Information:
"""

Issue #615, opened 2015-04-24
PlatformSpecificRunInSeparateProcess() Fails in Debugger under Mac OS X


arstrube:
@basvodde reports that, when run in the debugger under Mac OS X Yosemite, all test cases that actually run in a separate process fail, with waitpid() returning -1 and ERRNO set to EINTR

The beginning of the discussion can be found in #608.

As this bug will involve fixing PlatformSpecificRunInSeparateProcess(), I started a new issue.

arstrube:
As for looping "forever" -- actually we are talking about a new loop here, not the existing one.

The existing one will end when the child process returns.

The new "forever" loop would end when fork() doesn't return -1 with errno==EINTR. Which may or may not happen.... We'll see.

arstrube:
@basvodde -- as an aside, how do you actually debug on your Mac? I tend to use the Code::Blocks IDE under Windows, but the Mac version has a bug preventing it from starting the debugger properly. Using the commandline debugger to me feels a bit like driving a car over a bumpy road in the dark with no headlights on ;-).

basvodde:
I use a command line debugger :) I love it :)

arstrube:
Oookaaay.... I use the command line for quite a few other things, so ... any good place to get started?

basvodde:
Uhm, donno actually. Cheat sheet? I've used it for so long, it is quite automatic for me. But there is only like 10 commands you frequently use.

arstrube:
Fixed by #616.

arstrube:
Now you mention it -- how come you've even got gdb on your Mac? Mine only has lldb. The little I tried, I definitely find standalone gdb a lot more useful than standalone lldb (tried the Cygwin one).

arstrube:
Okay. I got gdb running. Quite a performance.

arstrube:
which one is your debugger?

basvodde:
gdb

PR #616, opened 2015-04-24
Fix Mac OS X debugger failures

arstrube:
caused by waitpid() failing with errno == EINTR.

Fixes issue #615.

### DIFF
--- a/src/Platforms/Gcc/UtestPlatform.cpp
+++ b/src/Platforms/Gcc/UtestPlatform.cpp
@@ -44,6 +44,7 @@
 #include <signal.h>
 #ifndef __MINGW32__
 #include <sys/wait.h>
+#include <errno.h>
 #endif
 #include <pthread.h>
 
@@ -83,6 +84,7 @@ static void GccCygwinPlatformSpecificRunTestInASeperateProcess(UtestShell* shell
         do {
             w = PlatformSpecificWaitPid(cpid, &status, WUNTRACED);
             if (w == -1) {
+                if(EINTR ==errno) continue; /* OS X debugger */
                 result->addFailure(TestFailure(shell, "Call to waitpid() failed"));
                 return;
             }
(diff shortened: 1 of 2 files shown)


src/Platforms/Gcc/UtestPlatform.cpp
```diff
@@ -72,8 +73,13 @@ static void GccCygwinPlatformSpecificRunTestInASeperateProcess(UtestShell* shell
     cpid = PlatformSpecificFork();
 
     if (cpid == -1) {
-        result->addFailure(TestFailure(shell, "Call to fork() failed"));
-        return;
+        if(errno == EINTR) { /* Retry once if interrupted */
```
arstrube: Using `goto` would be really neat here -- but only if we knew for sure that the fork would eventually succeed...

basvodde:
I don't understand. It is the waitpid that you need to retry and not the fork ?

basvodde:
And you do want to use a forever loop :)

arstrube:
You are right. But then I am not quite sure what they mean with "restart"? Simply keep waiting?

arstrube:
Okay. Will change test and code accordingly.

arstrube:
At least in that case, `continue` will work fine

basvodde:
The easiest is to write:

while ((errorCode = wait(..)) != EINTR)
   ;

arstrube:
Just pushed the fix to the correct problem.

The test sets EINTR only ten times. It will be interesting to see what the debugger does.

basvodde:
Ok, looks good. I'll merge when travis is done.

arstrube:
I think the test doesn't have do return EINTR 10 times, maybe? How about using a `bool` instead and only returning EINTR once? This should be sufficient to exercise the new code properly, and still fail with the old code?

basvodde:
It worked. Tests don't fail in debugger.

arstrube:
Glad to hear :)

For the record - these tests helped discover and fix a real problem...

"""

Search the data above for the word "void". Copy each line it is in.

Response:
@@ -83,6 +84,7 @@ static void GccCygwinPlatformSpecificRunTestInASeperateProcess(UtestShell* shell
@@ -72,8 +73,13 @@ static void GccCygwinPlatformSpecificRunTestInASeperateProcess(UtestShell* shell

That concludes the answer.